R-Motor was the class designation given by the New York Central one prototype and a later fleet of 42 ALCO-GE built electric freight locomotives for use in the New York Electrified Zone. In conjunction with the P Motors, the Rs marked the second generation of electric locomotives built for the New York Central. Also like the P Motors they used advanced nose suspended traction motors and the R-2s were some of the first North American locomotives to make use of the C-C wheel arrangement, which later became the standard for diesel electric road freight.

The first R Motor was developed as a response to the Kaufman Act which banned steam locomotive use throughout the city and required the New York Central to eliminate street running along its 10th Avenue freight route. After evaluating the first R class prototype for freight service, a modified design of 42 additional class R-2 locomotives were ordered and spent their careers working out of the limelight hauling freight on the West Side Freight Line and other portions of the electrified zone. Later, a few R-2s were sent for Detroit River Tunnel service to supplement the aging steeplecab electric locomotive fleet until a new ventilation system for diesel operations was installed in 1953. In the 1950s some Rs were sold to the Chicago, South Shore and South Bend for freight service on that road.

==History==

In order to comply with the Kaufman Act, the New York Central railroad was faced with the elevation and electrification of its extensive West Side freight services, which served a busy waterfront and industrial area. Its previous electrification project into Grand Central Terminal in 1906 had consisted mainly of passenger operations and thus the railroad had no dedicated electric units for freight service. In 1926 the NYC ordered a prototype freight locomotive from ALCO-GE which was able to make use of lighter electric motors that could be geared to the axles instead of being built around them in the Bi-polar type design.

The prototype, classed R, consisted of two semi-permanently coupled units numbered 1200-1201, each with a B-B wheel configuration and 4 500 hp traction motors. Total length was only 68 feet as the unit was anticipated to need a tight turning radius to work the new West Side elevated line. After several years of testing a simpler, single unit design was chosen for mass production with a C-C wheel arrangement that provided more pulling power than B-B, but without the complexity of the 4 bogie design.

The new class of 42 C-C locomotives was classed R-2 and numbered 1202-1243 with each providing a more manageable 3000 hp.

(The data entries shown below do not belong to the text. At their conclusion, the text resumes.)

Issue #2750, opened 2018-10-13
(Night mode) Strange brightness when drag the thumb to the end of left side


Jacklin-ux:
Enable night mode then drag the thumb on the slider. When drag the thumb to the end of the left side, the brightness will be using system brightness instead of the darkest brightness
![screenshot oct 15 2018 10_34_53 am](https://user-images.githubusercontent.com/22672569/46927061-3c32bd80-d066-11e8-825e-e8482a3aff75.png)

weslyhuang:
Joseph can't repro it. Can QA help on it? tks

vanceyen:
Seems like this bug only happens on Google native Android phone(e.g. Pixel 2), also @mxlius is working on this one already ?

mxlius:
Fixed in #2752

PR #2752, opened 2018-10-15
Update brightness default behavoiur, closes #2751

### LINKED ISSUE #2751: (Night mode) Brightness range is from 0 to 50% and the thumb's default location is at 1/4
The brightness range which users can adjust on the bar is from 0 to 50% of system brightness. And the default location of the thumb is at 1/4 which is 12.5%

mxlius:


mxlius:
Closes #2750

Issue #1910, opened 2018-05-09
Night mode


Jacklin-ux:
Accounting to "Report for Firefox Rocket" user feedback, many users would like to have night mode in our Rocket.

weslyhuang:
plan to get BJ's support for this feature. UX to provide the icon for the first version.

Pekochen:
Night mode visual spec:
https://drive.google.com/open?id=1hVFl_GxvzbSRl51xXUpo5XIwMf2Mbcpt

Pekochen:
According to engineer's request, add the previous spec of normal mode
https://drive.google.com/open?id=12EfqIPRc_uZJjkoCHdO0ApbFyDDXTf55

weslyhuang:
use prototype to check first. ship or not depends on the damage situation of main top 20~25 sites (focus on "article/shopping" sites) of target countries.

cnevinc:
Please download the app-focus-webkit-firebase.apk in deploy.zip.
here's the link
https://app.bitrise.io/build/c370f1645728d2d5

weslyhuang:
possible alternative: don't play with color but allow users to adjust brightness.

weslyhuang:
1. a test apk with adjustable lightness
2. UX try and decide the lightness levels
3. design UX (e.g., scroll bar) for it

Jacklin-ux:
UX draft spec: https://drive.google.com/file/d/1zPToaAZmnt1BfqKCo0oX8H_GNb0_H9Wr/view?usp=sharing

Pekochen:
update night mode visual spec and add brightness adjust control panel
https://drive.google.com/open?id=1vkONwjHSwk-gZglY4lekVfde2_zZjsMc
assets:
https://drive.google.com/open?id=16hT0x5xOQbmps5qElMp6UiRFvn-7YdIT
preview:
https://drive.google.com/open?id=1YKEr-qMtvC0LPAjUWht2OVeLYpuSseEa

chianger:
we have prototype for adjusting lightness in place, for parameter tuning. 
still need to figure out use cases for "exiting"  night mode so this keeps in design.

chianger:
correction for above comment:
let's take that auto-exit night mode use case as a follow up feature.

chianger:
size-wanted because we're not sure what telemetry needed for this feature. that's a dependency for the implementation.
Telemetry-wanted for @joechengla @elin-moco to comment on the telemetry
[...]

PR #2764, opened 2018-10-16
Add telemetry for night mode.

josephyu1110:
- #1910

### DIFF
--- a/app/src/main/java/org/mozilla/focus/widget/AdjustBrightnessDialog.kt
+++ b/app/src/main/java/org/mozilla/focus/widget/AdjustBrightnessDialog.kt
@@ -1,10 +1,13 @@
 package org.mozilla.focus.widget
 
+import android.content.Context
+import android.content.Intent
 import android.os.Bundle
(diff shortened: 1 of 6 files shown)


app/src/main/java/org/mozilla/focus/widget/AdjustBrightnessDialog.kt
```diff
@@ -27,6 +30,29 @@ class AdjustBrightnessDialog : BaseActivity() {
         }
     }
 
+    object Intents {
```
cnevinc: Sorry, my bad. I didn't think through enough.
Base on the simple responsibility principle, AdjustBrightnessDialog shouldn't contain utility method and both dialog logic. We should be this object standalone in the package.
Maybe move the dialog and this object to a new package in "org.mozilla.rocket.nightmode"

josephyu1110: Updated.

PR #2771, opened 2018-10-17
Add SpotlightOnboarding to NightMode

mxlius:


app/src/main/java/org/mozilla/focus/activity/MainActivity.java
```diff
@@ -397,10 +400,13 @@ private void showMenu() {
     }
 
     private void updateMenu() {
+
         final boolean isMyShotUnreadEnabled = AppConfigWrapper.getMyshotUnreadEnabled(this);
         final boolean showUnread = isMyShotUnreadEnabled && Settings.getInstance(this).hasUnreadMyShot();
         myshotIndicator.setVisibility(showUnread ? View.VISIBLE : View.GONE);
         if (pendingMyShotOnBoarding) {
+            pendingMyShotOnBoarding = false;
+            setShowNightModeSpotlight(false);
```
cnevinc: I feel we have a need to write tests to protect the logic here. I've created #2785 for this.

app/src/main/java/org/mozilla/focus/utils/Settings.java
```diff
@@ -76,6 +76,16 @@ public void setNightMode(boolean enable) {
         preferences.edit().putBoolean(key, enable).apply();
     }
 
+    public void setNightModeSpotlight(boolean enabled) {
+        final String key = getPreferenceKey(R.string.pref_key_night_mode_brightness_dirty);
+        preferences.edit().putBoolean(key, enabled).apply();
+    }
+
+    public boolean shouldShowSpotlight() {
```
cnevinc:
```suggestion
    public boolean shouldShowNightModeSpotlight() {
```

app/src/main/java/org/mozilla/focus/activity/MainActivity.java
```diff
@@ -704,6 +757,14 @@ private boolean isNightModeEnabled() {
         return Settings.getInstance(this).isNightModeEnable();
     }
 
+    private boolean shouldShowNightModeSpotlight(){
+        return Settings.getInstance(this).shouldShowSpotlight();
```
cnevinc:
```suggestion
        return Settings.getInstance(this). shouldShowNightModeSpotlight();
```

app/src/main/java/org/mozilla/focus/utils/DialogUtils.java
```diff
@@ -206,6 +206,59 @@ public static void showPrivacyPolicyUpdateNotification(Context context) {
         NewFeatureNotice.getInstance(context).setPrivacyPolicyUpdateNoticeDidShow();
     }
 
+    public static Dialog showSpotlight(@NonNull final Activity activity, @NonNull final View targetView, @NonNull DialogInterface.OnCancelListener onCancelListener, int messageId){
```
cnevinc: Can we re-use the code in showMyShotOnBoarding() and rename it to showSpotlight?

app/src/main/java/org/mozilla/focus/activity/MainActivity.java
```diff
@@ -463,6 +480,41 @@ private void dismissAllMenus() {
         }
     }
 
+    OnLongClickListener onLongClickListener = new OnLongClickListener() {
+        @Override
+        public boolean onLongClick(View v) {
+            menu.cancel();
+            switch (v.getId()) {
+                case R.id.menu_night_mode:
+                    final Settings settings = Settings.getInstance(MainActivity.this);
```
cnevinc: can we just call onNightModeClicked() in MainActivity?

app/src/main/java/org/mozilla/focus/utils/DialogUtils.java
mxlius: I think it would be better if we separate the reuse clean up to another patch

app/src/main/java/org/mozilla/focus/activity/MainActivity.java
mxlius: Agreed, I cleaned up the flow in onNightModeClicked() to reduce duplicate code.

PR #2786, opened 2018-10-19
Change app icon to lite version

mTwTm:


mTwTm:
I thought we have a conclusion that we'll like to follow whatever visual provides? But yeah given the logo is within the same usage, I think renaming is more aligning to that spirit. I'll fix later.

PR #109, opened 2026-05-24
Bundle `yarn.js` with `workspaces foreach` support

### LINKED ISSUE #104: Enable yarn workspaces foreach
### Problem

For downstream monorepos (such as jupyterlab, notebook, or jupyterlite) `yarn workspace foreach` is a useful  tool for avoiding heavy dependencies like `lerna`.

### Proposed Solution

- update to a version of `yarn` that includes `yarn workspaces foreach`
- rebuild `yarn.js` and bundle the appropriate plugin
  - may have additional benefits, such as more accurate license information

### Additional context

- https://github.com/jupyterlite/jupyterlite/pull/1843

Darshan808:
### Description
Builds a custom `yarn.js` (v3.5.0) with `@yarnpkg/plugin-workspace-tools` baked in, so `yarn workspaces foreach` works out of the box in downstream projects without any extra plugin setup.

### How `yarn.js` was generated

- Checked out the `@yarnpkg/cli/3.5.0` branch from the Yarn Berry repo
- Added `@yarnpkg/plugin-workspace-tools` to `packages/yarnpkg-cli/package.json` (dependency + standard bundle profile)
- Built the CLI with `yarn workspace @yarnpkg/cli build:cli --no-git-hash`
- Replaced `jupyter_builder/yarn.js` with the generated artifact

### Verification
Added a small step in CI in Downstream Tests to check whether `yarn workspace foreach <some_command>` works or not.


Darshan808:
[Before CI](https://github.com/jupyterlab/jupyter-builder/actions/runs/26352347509/job/77572717198?pr=109) confirms that the `yarn workspace foreach` command isn't present currently.

Darshan808:
And [After CI](https://github.com/jupyterlab/jupyter-builder/actions/runs/26354681569/job/77579127659?pr=109) confirms that the `yarn workspace foreach` command works on downstream projects now.

jupyter_builder/yarn.js
krassowski, line 1: Should we have a script on CI to recreate this blob and to validate that it is as expected.

bollwyvl: Further, this is basically a new package at this point, e.g `@jupyter/jlpm` and we should probably start publishing it, along with the extracted license information for vendored packages. Then all the sha stuff on #110 would be tracked canonically in `package.json` and `yarn.lock`.

Darshan808:
@bollwyvl  On the `@jupyter/jlpm` extraction discussion, should that be an npm package or a Python package?

My understanding is that it should be an npm package, since `@jupyter/` is already an npm scope and the actual payload (`yarn.js`) is JavaScript. In that model, a user could simply run:

```bash
npm install -g @jupyter/jlpm
```

and get the `jlpm` binary without needing Python at all.

What I'm less clear about is the integration with `jupyter-builder`. We want `jlpm` to be available automatically when someone installs `jupyter-builder` via:

```bash
pip install jupyter-builder
```

How would that work if `jlpm` exists purely as an npm package?

Would we still need a small Python wrapper/package that vendors or downloads `yarn.js` so that the `jlpm` CLI becomes available as part of the Python installation? In other words, would `pip install jupyter-builder` somehow need to bring in the npm package under the hood?

I'm a bit unsure about the packaging story here and how the pieces are expected to fit together if we publish `yarn.js` as a separate `@jupyter/jlpm` npm package.

Could you please provide a bit more context on the intended approach so I can look into it further ?

bollwyvl:
Right in one approach; `npm install @jupyter/jlpm` would indeed get a well-structured `node_modules/@jupyter/jlpm/dist/yarn.js`. It _could_ ship a `node_modules/.bin/jlpm`, and then _could_ then be used for e.g. `packageManager` in `package.json` (unless that's a "blessed" list we don't want to mess with, because `corepack` is crazy). Such a `jlpm` would be usable from `package.json#/scripts/`, but would not necessarily be on `$PATH` itself, depending on _which_ `node` is presently on `$PATH`, so might add to confusion.

`jupyter-builder` (the python package) would vendor this (and the `package.json`, license files, etc.), and continue to provide the equivalent, and more reliably findable-in-a-Jupyter environment, `{sys.prefix}/bin/jlpm`.

There _might_ be a compelling reason for `jlpm` itself to be a wholly standalone PyPI package, such that `jupyter-builder` contained no `.js`, but having an even partially relaxed  `jupyter-builder -> jlpm` dependency would introduce a possible "bad dimension of the matrix" situation which `jupyter-builder` is trying to avoid.

Darshan808:
Should we track the "seperation of `jlpm` into a seperate package" in a new issue and merge this one?

.github/workflows/downstream-tests.yml
```diff
@@ -56,6 +56,12 @@ jobs:
       working-directory: downstream
       run: jlpm install
 
+    - name: Test `jlpm workspaces foreach` command
+      working-directory: downstream
+      continue-on-error: true
+      run: |
+        jlpm workspaces foreach --parallel exec sh -c 'echo Hello from $PWD'
+
```
Darshan808, line 64: We should remove this check before merging!

krassowski: Well maybe it is fine to keep?

.github/workflows/downstream-tests.yml
```diff
@@ -56,6 +56,12 @@ jobs:
       working-directory: downstream
       run: jlpm install
 
+    - name: Test `jlpm workspaces foreach` command
+      working-directory: downstream
+      continue-on-error: true
+      run: |
```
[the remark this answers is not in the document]
Darshan808: Actually it even fails now in `jupyterlab` (See [CI Logs](https://github.com/jupyterlab/jupyter-builder/actions/runs/26690077088/job/78664821656?pr=109)). We'll change this once we fix it upstream.

.github/workflows/downstream-tests.yml
Darshan808: Okay, maybe it's fine to keep.

krassowski (approved):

Design of the cab was very similar to the P-Motors built only a year earlier, but without the long porch line structures in front that supported the leading wheels. The powered trucks of the R-Motors were also nearly identical to those found on the P-Motors.

Like many other classes of locomotives, the R-Motors soon found their duties being taken over by the quickly advancing technology of diesel locomotives. The R prototype was converted into a pair of diesel hauled hump trailers in 1945 and the Central began to use the large R-2 fleet in other roles. In the 1940s several were sent to pull trains through the electrified Detroit River Tunnels, returning in 1953 when the tunnels were ventilated for diesel operations. In 1955, ten R-2 Motors were sold to the Chicago South Shore and South Bend Railroad to supplement their electrified freight operations. Seven units, CSS&SB 701-707, were rebuilt to use 1500 V DC overhead lines using parts left over from the conversion of the P-Motors to 660 V DC third rail. The front ends were also modified moving the cab door from the front to a more typical side access.

The NYC Rs were scrapped in the 1950s and 60s, while the South Shore units survived into the 1970s. None were preserved.